- [What you need to do]: From the data that follows, print exactly the lines starting at the one containing "PR #994, opened 2023-07-30" and ending at the one containing "this._root = null;"; include both of them and nothing more.

- [Data for this exercise]:
PR #661, opened 2019-03-08
Fix build

cyril-sf:
Travis has been reporting that the library doesn't pass tests for a while.


cyril-sf:
Weird errors https://travis-ci.org/Addepar/ember-table/builds/504176533

PR #662, opened 2019-03-10
[FEATURE] Add support for context menu on header cells

cyril-sf:
``` {{ember-th api=r onContextMenu='actionHandler'}} ```

### CODE REVIEW

File: addon/components/ember-th/component.js [hunk 1]
```diff
@@ -162,6 +170,13 @@ export default class EmberTh extends BaseTableCell {
     }
   }
 
+  contextMenu(event) {
+    this.sendAction('onContextMenu', {
```
twokul: why are we sending an object w/ the action as oppose to just sending an `event`?

cyril-sf: Copy/paste and a change of mind while testing (I debated sending part of the API/meta) 😄 

Good catch

cyril-sf: @twokul fixed, ready for review

PR #664, opened 2019-03-13
[CHORE] Update ember-decorators

cyril-sf:


cyril-sf:
So this fails with Ember 1.12 because of ember-decorators/ember-decorators#148

Screen Shot 2019-03-26 at 5 25 37 PM

When `uniqBy` was added, some code was present to make sure it would not break with older versions of Ember. This protection was removed with ember-decorators/ember-decorators#308.

We can't use `ember-decorators` >= 3.1.0 without patching it.

mixonic:
@cyril-sf what is the motivation for upgrading to `ember-decorators >= 3.1.0`, for context?

cyril-sf:
At the very least, to keep our dependencies up to date.

ezpuzz:
updating ember-decorators to the latest would unblock me from upgrading ember-cli-typescript in my app because having multiple versions in the dependency tree currently creates a runtime conflict and manually resolving to the newer or older is incompatible.   newer ember-cli-typescript is much faster on my project.

cyril-sf:
As we dropped support for `ember-decorators`, I'm closing this PR.

PR #665, opened 2019-03-13
Add yarn.lock

cyril-sf:


.travis.yml
```diff
@@ -41,7 +41,7 @@ before_install:
   - export PATH=$HOME/.yarn/bin:$PATH
 
 install:
-  - yarn install --no-lockfile --non-interactive
```
kpfefferle: Yarn lockfiles are not respected by consuming apps, so if we want to use a lockfile for development (which I'm in favor of), we should still let CI ignore the lockfile as this will more closely reflect the sub-dependencies that a consuming app would get when it installs the addon.

See the recommended addon blueprint here: https://github.com/ember-cli/ember-cli/blob/6f2d49a341399d255b40e2bd832b31b7a9bdf8c3/blueprints/addon/files/.travis.yml#L68

cyril-sf: Good point

.npmrc
```diff
@@ -0,0 +1 @@
+@addepar:registry = "https://registry.npmjs.org/"
```
twokul: do we need these files?

cyril-sf: Yes, otherwise it will use our private registry in the yarn.lock file for all the `@addepar/` packages

PR #991, opened 2023-05-18
Refactor helper function function to test the semi-automatic refactoring

c69-addepar:


c69-addepar:
Hmm.. IDE does not detect lint errors..

image

PR #992, opened 2023-06-29
fix: import htmlSafe from @ember/template, not @ember/string

ascudder:
This fixes the deprecation in Ember 3.25 https://deprecations.emberjs.com/v3.x/#toc_ember-string-htmlsafe-ishtmlsafe

Currently this is blocking our ability to use this addon in an Ember 3.28 application.

### DIFF
--- a/addon/components/ember-table/component.js
+++ b/addon/components/ember-table/component.js
@@ -1,6 +1,6 @@
 import Component from '@ember/component';
 import { computed } from '@ember/object';
-import { htmlSafe } from '@ember/string';
+import { htmlSafe } from '@ember/template';
 import {
   setupTableStickyPolyfill,
   teardownTableStickyPolyfill,


kpfefferle:
> Currently this is blocking our ability to use this addon in an Ember 3.28 application.

I'm not sure why this would block usage in an Ember 3.28 application given that deprecations aren't removed until the next major release (4.0) 🤔

I'm also not sure why I never saw this issue in our internal application that runs on 4.x and makes extensive use of ember-table. I do remember it being an issue with some of our other addons when we were trying to address deprecations in 3.28 before upgrading to 4.x.

kpfefferle:
Note also that our CI tests on 3.28, 4.4, and 4.12 and this is does not cause issues with those test sceanarios

ascudder:
@kpfefferle The only difference I could think of off the top of my head is that it's a test running in an addon that we've written that uses ember-table. That addon is also currently on 3.28 as well. 

By patching the component locally, I was able to fix the errors in the tests.

Since version 5.0 of Ember Table says it's compatible with versions of Ember after 3.8 (which is when this deprecation was added), is there any reason not to patch this? Can we please get this merged to fix the issue?

kpfefferle:
@ascudder I'm going to do a couple sanity checks with some of our older and larger internal apps just to make sure this doesn't cause us issues. Barring any surprises found there, I don't have any issue merging this 👍

kpfefferle (approved):
Confirmed this doesn't cause any issues in our internal apps 👍

kpfefferle:
@ascudder Merged and released as `v5.0.5` 🚀

ascudder:
Thank you @kpfefferle ! This is a big help for us as we work toward upgrading as well.

PR #994, opened 2023-07-30
Fix a memory leak with the root column tree node

mmun:
This PR fixes a memory leak that due to the root node not being destroyed when its dependency key `columns` is invalidated.

The reason this leaks memory is because some nodes in the ColumnTree structure add observers, and those observers are stored in a global map. If we don't explicitly destroy them the observers are never removed.

This exact pattern is already in use in this codebase for the CollapseTree: https://github.com/Addepar/ember-table/blob/master/addon/-private/collapse-tree.js#L810-L812

### DIFF
--- a/addon/-private/column-tree.js
+++ b/addon/-private/column-tree.js
@@ -589,6 +589,7 @@ export default EmberObject.extend({
     this._super(...arguments);
 
     this.token = new Token();
+    this._root = null;
 
     this._sortColumnsByFixed = this.sortColumnsByFixed.bind(this);
     this._ensureWidthConstraint = this.ensureWidthConstraint.bind(this);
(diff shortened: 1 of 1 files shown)


addon/-private/column-tree.js
```diff
@@ -599,7 +600,10 @@ export default EmberObject.extend({
 
   destroy() {
     this.token.cancel();
-    get(this, 'root').destroy();
```
mixonic, line 602: Why was this destruction call insufficient?

mmun: If the `root` computed property is invalidated (i.e. `columns` changes) then old value of root is lost and never destroyed.

mmun: The new code in `destroy` isn't much different. It just avoids unnecessarily instantiating a root node if it wasn't already computed.

The main fix in this PR is to add the cleanup logic at the begining of the root CP computation.

mixonic (approved):

mixonic:
I see it now. Excellent.

PR #1018, opened 2023-08-22
Migrate to explicit logicalWidth values in test

mixonic:
Extracted from https://github.com/Addepar/ember-table/pull/948 to see if I can get a green build against `master`

As described at https://github.com/Addepar/ember-table/pull/948, this method to determine logical element width is more accurate than `offsetWidth`. `offsetWidth` can only be an integer.

### DIFF
--- a/addon-test-support/pages/ember-table.js
+++ b/addon-test-support/pages/ember-table.js
@@ -6,6 +6,17 @@ import EmberTableFooterPage from './-private/ember-table-footer';
 import EmberTableHeaderPage from './-private/ember-table-header';
 import EmberTableLoadingMorePage from './-private/ember-table-loading-more';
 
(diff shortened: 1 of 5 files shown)


addon-test-support/pages/ember-table.js
```diff
@@ -6,6 +6,17 @@ import EmberTableFooterPage from './-private/ember-table-footer';
 import EmberTableHeaderPage from './-private/ember-table-header';
 import EmberTableLoadingMorePage from './-private/ember-table-loading-more';
 
+function computedStyleInPixels(target, property) {
+  let stringValue = window.getComputedStyle(target)[property];
```
mmun, line 10: I searched around and confirmed this should always be in pixels.

mmun (approved):

PR #1054, opened 2023-12-15
Compare offsetHeight/getComputedStyle at scale

mixonic:
At very large heights based on many child elements, Chrome and even Firefox begin to diverge the computed height values from what you see at lower scales. This makes their comparison with offsetHeight less reliable at high scales.

However, at large height values the exactness of the height measurement also matters less. At the end, only a limited level of precision is desired in the scale value and later code throws away noise at the lower end.

So, use a more forgiving comparison methodology (% shift in the change) vs requiring the two values to be only a single digit off.

I've asserted this on a table in our product which triggers the exception with a height of 100877px, but not below that number. This fix as written avoids the exception.

### DIFF
--- a/addon/-private/utils/element.js
+++ b/addon/-private/utils/element.js
@@ -30,6 +30,10 @@ export function closest(el, selector) {
   return null;
 }
 
+function parseComputedStyleHeightToPixels(computedHeightStyleValue) {
+  return Number(computedHeightStyleValue.substring(0, computedHeightStyleValue.length - 2));
+}
+
 /*
  * Calculate the scale of difference between an element's logical height
  * (the offsetHeight or getComputedStyle height) compared to its rendered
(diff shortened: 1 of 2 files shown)


addon/-private/utils/element.js
```diff
@@ -61,18 +65,31 @@ export function getScale(element) {
...
 
   if (isNaN(computedHeightInPixels)) {
     computedHeightInPixels = offsetHeight;
-  } else if (Math.abs(computedHeightInPixels - offsetHeight) >= 1) {
-    throw new Error(
-      "EmberTable's getScale() utility can only work on elements where height as derived from getComputedStyle is reliable. Usually this means padding is present on the target element."
-    );
+  } else {
+    let [min, max] = [computedHeightInPixels, offsetHeight].sort();
+    let difference = max - min;
```
mmun, line 76: `Math.abs(computedHeightInPixels - offsetHeight)` is simpler

mmun (approved):

addon/-private/utils/element.js
mixonic: Yes but I need `max` below this anyway. 👍

PR #1108, opened 2024-07-09
types: add and use TableRowMeta interface

lukasnys:
## Why?
I'm using the `ember-table` package with TypeScript and noticed I got errors in my template when I attempted to use any of the `rowMeta` properties.

## What?
Define the `TableRowMeta` interface based on [addon/-private/collapse-tree.js](https://github.com/Addepar/ember-table/blob/master/addon/-private/collapse-tree.js) and use it instead of `unknown` in the type declarations.


kpfefferle (approved):

lukasnys:
@kpfefferle any chance a new minor release could be cut for the changes of this PR as well as for !1106 and !1105?

kpfefferle:
@lukasnys Released as `6.0.0-2`

PR #1117, opened 2024-07-31
fix(ts): fix types for ember-tr onClick and onDoubleClick

lukasnys:
While using the `@onClick` argument on a `EmberTr` component, I noticed the value I was getting back didn't match its type.

I based the type off of the implementation of the `click` and `doubleClick` function here: https://github.com/Addepar/ember-table/blob/393d36f22fce0c513133d1c165a54332490d4fcc/addon/components/ember-tr/component.js#L97-L131


kpfefferle (approved):

mixonic:

PR #1118, opened 2024-08-01
fix sticky-polyfill causing crash on destroy

lukasnys:
When a ember-table is initially rendered without a `tfoot`, and a `tfoot` is added after the initial render (e.g. due to a loading state), the table will cause a crash on destroy.

This happens because the `TABLE_POLYFILL_MAP` does not have an entry for the specific `tfoot` element and thus, we call `.destroy()` on `undefined`.


kpfefferle (approved):

mixonic:

PR #1157, opened 2025-01-08
[CI] Add embroider-safe scenario

bantic:
Follows the guidance at https://github.com/embroider-build/embroider/tree/main/packages/test-setup and adds `embroider-safe` and `embroider-optimized` scenarios to the ember-try config.

This PR only enables the embroider-safe scenario because the embroider-optimized one has some failures, largely due to the fact that `ember-cli-addon-docs` is not installed by default (it is only installed for the ember-try scenario named `ember-default-docs`) but it is referenced from the dummy app in multiple places. The embroider-safe CI run succeeds, but the embroider-optimized (rightly, imo) complains about it.

The embroider-optimized scenario also fails because some of the tests use dynamic components (here, in specific: https://github.com/Addepar/ember-table/blob/04a4e5e74400deac7f9c1b4a4e5267cfa1760ed9/tests/helpers/generate-table.js#L64), and this could likely be fixed using some of the techniques described at https://github.com/embroider-build/embroider/blob/main/docs/replacing-component-helper.md.


.github/workflows/ci.yml
```diff
@@ -41,9 +41,12 @@ jobs:
     timeout-minutes: 10
 
     strategy:
+      fail-fast: false
```
bantic, line 44: Semi unrelated. This allows all ember-try scenarios to run to completion.

package.json
```diff
@@ -100,6 +103,7 @@
   },
   "homepage": "https://Addepar.github.io/ember-table",
   "resolutions": {
+    "@ember/test-waiters": "^3.0.2",
```
bantic, line 106: ember/test-waiters at 3.0.1 is not compatible with embroider. We fix this using a resolution because it's a secondary dependency of ember-a11y-testing, and bumping ember-a11y-testing to the ^5.2.1 range did not pick up the newer ember/test-waiters.
In a follow-up I'll attempt to upgrade ember-a11y-testing, at which point we can probably remove this.

package.json
```diff
@@ -51,12 +51,15 @@
     "@addepar/sass-lint-config": "^2.0.1",
     "@addepar/style-toolbox": "~0.8.1",
     "@ember/optional-features": "^2.0.0",
+    "@ember/string": "^3.0.0",
     "@ember/test-helpers": "^2.8.1",
+    "@embroider/test-setup": "^4.0.0",
+    "@glimmer/component": "^1.1.2",
```
bantic, line 57: embroider complains if this isn't present because the dummy app imports from it here: https://github.com/Addepar/ember-table/blob/3bb089665b2031e74c86bf9b5691976f9249ef18/tests/dummy/app/components/examples/aborting-a-selection/component.js#L1

mixonic (approved):

mixonic:

PR #1171, opened 2025-04-14
Set/Remove `isResizing` property on `TableColumnMeta`

vishaalagartha:
## Summary
Adds `isResizing` property to the columnMeta.

## Description
Consuming applications need the ability to style table columns based on whether or not they are being resized. Currently, ember table only add a `is-resizing` class to the container, but no modifications are made to the column.
By adding the `isResizing` property, consumers can style appropriately. For example, using the something akin to the snippet below in a consuming application:
```
 <EmberTd @class={{if r.columnMeta.isResizing "is-resizing")}}>
```

Note the `is-resizing` class being added/removed appropriately on the `td` element.

### DIFF
--- a/addon-test-support/pages/-private/ember-table-body.js
+++ b/addon-test-support/pages/-private/ember-table-body.js
@@ -21,6 +21,7 @@ export const BodyCell = PageObject.extend({
   isFirstColumn: hasClass('is-first-column'),
   isLastColumn: hasClass('is-last-column'),
   isSlack: hasClass('is-slack'),
+  isResizing: hasClass('is-resizing'),
 });
 
 export default PageObject.extend({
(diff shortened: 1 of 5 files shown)


bantic (commented):
This looks ok to me.

The biggest concern would be that this change introduces a performance regression. Can you add any detail on why it wouldn't have a negative perf impact? I don't see any new objects created here, which is good. Are we already modifying properties on the `node` object during a resize? That would be an indicator that this is safe, perf-wise. I'm wondering if it's possible that there are a lot of subscribed listeners to the `node` and by setting that property on it there would be a cascade of additional work -- but I don't think that'd be the case.
In a very large table (1000s+ rows), does that equate to 1000s of these `node`s, or do they only represent the virtualized visible rows?
Considering that E-T already very clearly does work during a resize (the `_updateResize` method that recalculates column widths), it would be surprising if the changes in this PR had any additional perf overhead. But I think it's worth just clearly thinking it through first.

Only blocking this is, could you add a test to this PR that will ensure the new behavior doesn't regress later on?

bantic (approved):
lgtm! Thanks for your patience and iteration!

Issue #995, opened 2023-08-03
Proposal: Ember Table 6


mixonic:
Its that time again! Building on https://github.com/html-next/vertical-collection/issues/400, I propose a new major version of Ember Table.

* Support Ember 3.28+
* Require vertical-collection v5 https://github.com/html-next/vertical-collection/issues/400
* Refactor Ember Components to Glimmer Components https://github.com/Addepar/ember-table/tree/master/addon/components (if apps inherit and extend from these, that may be a challenge and make this not worth doing)
* Change various calculations which rely on browser APIs that were presumed to return accurate values, but actually return rounded integers: https://github.com/Addepar/ember-table/pull/948. This improved scaling calculations an stability & accuracy in positioned items.

What else?

gwak:
Hey that's great news! Maybe we could consider
- adding the possibility of providing a custom component for the checkbox instead of relying css only to style it to correspond to one's design system ?
- floating table header without the need to specify a fixed table height, it's doable in user land but cumbersome (we do it with 2 ember-tables synchronized in a parent component)

apellerano-pw:
The most recent project I built with ember-table had a highly stylized table and we had a lot of issues getting table borders to work with `position:sticky` table elements.

You can see these visual glitches even on [ember-table's own documentation](https://opensource.addepar.com/ember-table/docs/guides/main/table-customization#cell-templates). The header specifies a border style, and it allows content to "peek thru" where the border would be as you scroll. To save you a bunch of SO dumpster diving, this isn't ember-table's fault. It's due to bugs in Chrome's table renderer that are in some cases a decade old, and blocked by undefined behavior in the HTML table spec. Help isn't coming.

One possible solution is to avoid `position:sticky` altogether in tables. You may have found yourself in this situation before and solved it by creating 2 or more ember-tables and keeping their scroll position in sync somehow. E.g. your header is an ember-table with 1 row. your fixed left column is an ember-table with 1 column. and finally the rest of the content is a third ember-table.

This is a heavy handed workaround, and if it's bothersome enough, perhaps ember-table could implement sticky rows & cols by moving the "many tables, synchronized" into the lib as an implementation detail; saving all the ember-table consumers. And ditch `position:sticky` and all its foreverbugs

apellerano-pw:
Thought of another problem with the use of `position:sticky`. The resize handles can't overlap the line between 2 header cells, which is what users expect.

Expectation: you grab the line to resize

[...]

PR #1172, opened 2025-05-27
Updated eslint and test dependencies

ijlee2:
## Background

We use and maintain a fork of `ember-table` at work, and noticed that the pod structure is still used for components. Generally speaking, [`ember-source@6.0.0` removed pod support for components](https://deprecations.emberjs.com/id/component-template-resolving), so `ember-table` may end up becoming a blocker to developers who want to update Ember to v6.

I suspect that the `ember-release` scenario (i.e. `6.4.0`) is currently passing, because the classic components make use of the `layout` key. Removing the pod structure now would help maintainers and contributors glimmerize these components (Glimmer + pod doesn't work) and introduce the v2 addon format.

## What changed?

In this pull request, I updated `eslint` and test dependencies so that we can keep this project up-to-date. The actual unpodding is done in #1173.


.gitignore
```diff
@@ -9,16 +9,12 @@
...
 /libpeerconnection.log
 npm-debug.log*
 yarn-error.log
 testem.log
-
-# ember-try
-.node_modules.ember-try/
-bower.json.ember-try
-package.json.ember-try
-yarn.lock.ember-try
```
ijlee2, line 24: Not needed in `ember-try@v4`.

mixonic (approved):
Approving to allow tests to advance

config/environment.js
```diff
@@ -1,19 +0,0 @@
...
-    environment,
-  };
-
-  if (environment === 'development') {
-    ENV['ember-a11y-testing'] = {
-      componentOptions: {
-        turnAuditOff: true, // Change to true to disable the audit in development
-        visualNoiseLevel: 2,
-        axeViolationClassNames: ['alert-box', 'alert-box--a11y'],
-      },
```
mixonic, line 14: Where does this configuration migrate to?

mixonic:
Seems like Ember 3.12 tests fail reliably here- But good news, we can just drop Ember 3.12 from the CI suite on `master` per https://github.com/Addepar/ember-table/issues/995. Just needs a PR to do it. I can follow through on that and rebase this again (I rebased it once to address a merge conflict)

mixonic:
I've fore pushed to rebase atop `master`. This should remove Ember < 3.28 from the CI system.

config/environment.js
ijlee2: The configuration was meant for the dummy app, so I'd guess `tests/dummy/config`. You'll want to check if `ember-a11y-testing` still support these options.

https://github.com/ember-a11y/ember-a11y-testing/tree/v7.1.2-ember-a11y-testing

PR #1183, opened 2025-07-03
Drop < Ember 3.28 from CI

mixonic:
In accordance with https://github.com/Addepar/ember-table/issues/995, drop versions of Ember older than 3.28 from the test suite.


mixonic:
To unblock https://github.com/Addepar/ember-table/pull/1172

- [Finished exercise]:
PR #994, opened 2023-07-30
Fix a memory leak with the root column tree node

mmun:
This PR fixes a memory leak that due to the root node not being destroyed when its dependency key `columns` is invalidated.

The reason this leaks memory is because some nodes in the ColumnTree structure add observers, and those observers are stored in a global map. If we don't explicitly destroy them the observers are never removed.

This exact pattern is already in use in this codebase for the CollapseTree: https://github.com/Addepar/ember-table/blob/master/addon/-private/collapse-tree.js#L810-L812

### DIFF
--- a/addon/-private/column-tree.js
+++ b/addon/-private/column-tree.js
@@ -589,6 +589,7 @@ export default EmberObject.extend({
     this._super(...arguments);
 
     this.token = new Token();
+    this._root = null;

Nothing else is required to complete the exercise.